### Problem
Locate the string "from" in the listing below. Copy every line where it is found.

### Data in this exercise
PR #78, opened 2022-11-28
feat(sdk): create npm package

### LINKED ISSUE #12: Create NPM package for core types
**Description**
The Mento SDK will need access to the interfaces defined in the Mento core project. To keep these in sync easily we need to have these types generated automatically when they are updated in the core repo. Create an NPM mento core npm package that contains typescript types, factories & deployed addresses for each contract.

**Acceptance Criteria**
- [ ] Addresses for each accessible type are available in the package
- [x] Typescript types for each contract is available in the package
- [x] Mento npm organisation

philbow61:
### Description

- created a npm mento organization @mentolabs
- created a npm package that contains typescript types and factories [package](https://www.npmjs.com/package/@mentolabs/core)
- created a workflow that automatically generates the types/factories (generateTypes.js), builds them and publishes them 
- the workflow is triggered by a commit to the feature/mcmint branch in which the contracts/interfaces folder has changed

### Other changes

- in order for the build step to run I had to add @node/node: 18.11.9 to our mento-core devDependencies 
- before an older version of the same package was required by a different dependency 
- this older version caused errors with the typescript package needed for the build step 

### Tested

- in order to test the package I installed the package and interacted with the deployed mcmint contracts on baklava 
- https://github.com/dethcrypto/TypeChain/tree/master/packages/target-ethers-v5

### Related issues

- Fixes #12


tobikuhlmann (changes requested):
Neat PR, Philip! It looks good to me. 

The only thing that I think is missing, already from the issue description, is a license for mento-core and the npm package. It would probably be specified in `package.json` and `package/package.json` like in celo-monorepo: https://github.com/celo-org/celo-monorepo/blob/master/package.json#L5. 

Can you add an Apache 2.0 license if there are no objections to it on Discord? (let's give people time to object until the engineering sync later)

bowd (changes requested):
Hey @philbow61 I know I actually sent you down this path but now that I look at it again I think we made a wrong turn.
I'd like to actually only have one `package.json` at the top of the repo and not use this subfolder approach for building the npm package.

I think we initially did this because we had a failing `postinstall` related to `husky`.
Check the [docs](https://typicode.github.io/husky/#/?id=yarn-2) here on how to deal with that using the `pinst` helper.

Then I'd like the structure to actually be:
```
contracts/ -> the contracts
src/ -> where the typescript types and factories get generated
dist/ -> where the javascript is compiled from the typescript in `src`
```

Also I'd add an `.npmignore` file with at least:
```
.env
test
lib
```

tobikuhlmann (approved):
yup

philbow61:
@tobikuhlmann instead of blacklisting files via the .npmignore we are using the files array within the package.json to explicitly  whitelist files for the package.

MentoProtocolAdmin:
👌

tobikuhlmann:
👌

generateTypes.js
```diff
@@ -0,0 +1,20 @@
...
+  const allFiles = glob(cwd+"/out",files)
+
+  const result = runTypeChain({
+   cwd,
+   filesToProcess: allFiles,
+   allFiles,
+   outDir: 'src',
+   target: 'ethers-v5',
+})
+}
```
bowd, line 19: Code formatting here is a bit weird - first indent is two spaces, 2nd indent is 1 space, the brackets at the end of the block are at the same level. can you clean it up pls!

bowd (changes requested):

### Expected answer
The only thing that I think is missing, already from the issue description, is a license for mento-core and the npm package. It would probably be specified in `package.json` and `package/package.json` like in celo-monorepo: https://github.com/celo-org/celo-monorepo/blob/master/package.json#L5. 
dist/ -> where the javascript is compiled from the typescript in `src`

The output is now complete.